══ Supplied records ══

PR #2896, opened 2020-06-16
Show warning about unstable channels

### LINKED ISSUE #1247: Non-stable channels which are publicly exposed don't explain risk levels
I've seen a few complaints online about various snaps which are not production quality. On further inspection, the snaps in question are not even available in the stable channel. Normal users, who just want software, and who are not invested in our platform (which is a significant majority of snap users) do not appreciate the risks inherent with non-stable snaps. We do not make it clear that these snaps are not ready for prime-time. Let's take the use case of someone being told there's a copy of steam in the snap store and given this link https://snapcraft.io/steamforwindows (but it also works if they search as it's the first hit).

image

Here's the store page. Note I'm picking on a snap *we* (snapcrafters) owns, but this could happen with *any* edge channel snap.

image

I see no install button but a clue is the "All versions" button, which is where I might expect an Install button.

image

Still no install option, but if I somehow know to hover my mouse over it (which seems obtuse) then I see an "Install >" link. Click that and the UI changes.

image

The description is "latest/edge". In my persona of non-snap advocate and end user, I have *no* *clue* what that means, but "latest" sounds awesome, just what I need!

I have two options. One asks if I want to open the Desktop Store (which doesn't work on KDE Neon 18.04 with the snap-store snap installed, but I'll save that for another bug). 

The other option is to paste a command in a terminal, which I do, because I'm a user and I know no different. 

```
$ sudo snap install steamforwindows --edge
[sudo] password for alan: 
Download snap "steamforwindows" (11) from channel "edge"                            16% 3.75MB/s 30.3s
```

I now have an edge channel, bleeding edge, probably broken snap installed, with nothing explained to me along the way about these risks.

We should absolutely not be pointing normal end users at the edge channel with no details about what their expectations are.

Lukewh:
## Done

- Added a couple of messages to the channel map dropdown, where appropriate.

## Issue / Card

Fixes #1247

## QA

- Pull the branch
- Visit http://0.0.0.0:8004/deno and see the channel map has warning
- Visit a few other snaps from /store or search and see what it looks like!

## Screenshots

image
image

### DIFF
--- a/static/js/public/snap-details/channelMap.js
+++ b/static/js/public/snap-details/channelMap.js
@@ -31,7 +31,7 @@ class ChannelMap {
     let numberTracks = [];
     let stringTracks = [];
     let latestTracks = [];
-    rows.forEach((row) => {
+    rows.forEach(row => {
       // numbers are defined by any string starting any of the following patterns:
       //   just a number – 1,2,3,4,
       //   numbers on the left in a pattern – 2018.3 , 1.1, 1.1.23 ...
@@ -46,7 +46,7 @@ class ChannelMap {
     });
 
     // Ignore case
-    stringTracks.sort(function (a, b) {
+    stringTracks.sort(function(a, b) {
       return a[0].toLowerCase().localeCompare(b[0].toLowerCase());
     });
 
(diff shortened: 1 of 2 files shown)


lilyvidenova:
Hmm looking at it, I think I was wrong @Lukewh can we remove the message from the candidate install modal and update the beta one to the following:

Snaps on the /beta channel may have unfinished parts, breaking changes may occur. 

I'd like to come up with something useful for candidate too but I'll need a bit more time for it, so no message will be better than a pretty wrong message.

PR #2913, opened 2020-06-25
Remove logout redirect through BSI

### LINKED ISSUE #2906: Remove signout redirect to logout of BSI too
Currently when you logout of snapcraft we redirect to BSI logout -> REMOVE THIS.

Lukewh:
## Done

- Remove redirect to BSI on logout

## Issue / Card

Fixes #2906 

## QA

- Pull the branch
- Logout
- Be redirected to /

### DIFF
--- a/tests/publisher/tests_account_logout.py
+++ b/tests/publisher/tests_account_logout.py
@@ -17,29 +17,4 @@ class LogoutRedirects(BaseTestCases.BaseAppTesting):
 
         self.assertEqual(302, response.status_code)
 
-        self.assertEqual(
-            (
-                "https://login.ubuntu.com/+logout"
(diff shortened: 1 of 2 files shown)


tbille:
@Lukewh I think we shouuldn't logout anymore from SSO. This is not a pattern that we really have anymore. So you can update the tests to just redirect to `/`

Lukewh:
> @Lukewh I think we shouuldn't logout anymore from SSO. This is not a pattern that we really have anymore. So you can update the tests to just redirect to `/`

We had reports from advocacy and others that use multiple accounts that it was a pain that they'd click logout, go to the homepage, click login and be automatically logged in to the previous account, when what they really wanted was to log in with a different account. That's why we added the full SSO logout.

It also raises the question, if you don't logout of SSO is there any point in logging out at all?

═══

▶ [Activity]
What is needed is an exact copy of the entries from their first line down to the line with "### LINKED ISSUE #1247: Non-stable", that line included, and nothing beyond it.

▶ [Response below]
PR #2896, opened 2020-06-16
Show warning about unstable channels

### LINKED ISSUE #1247: Non-stable channels which are publicly exposed don't explain risk levels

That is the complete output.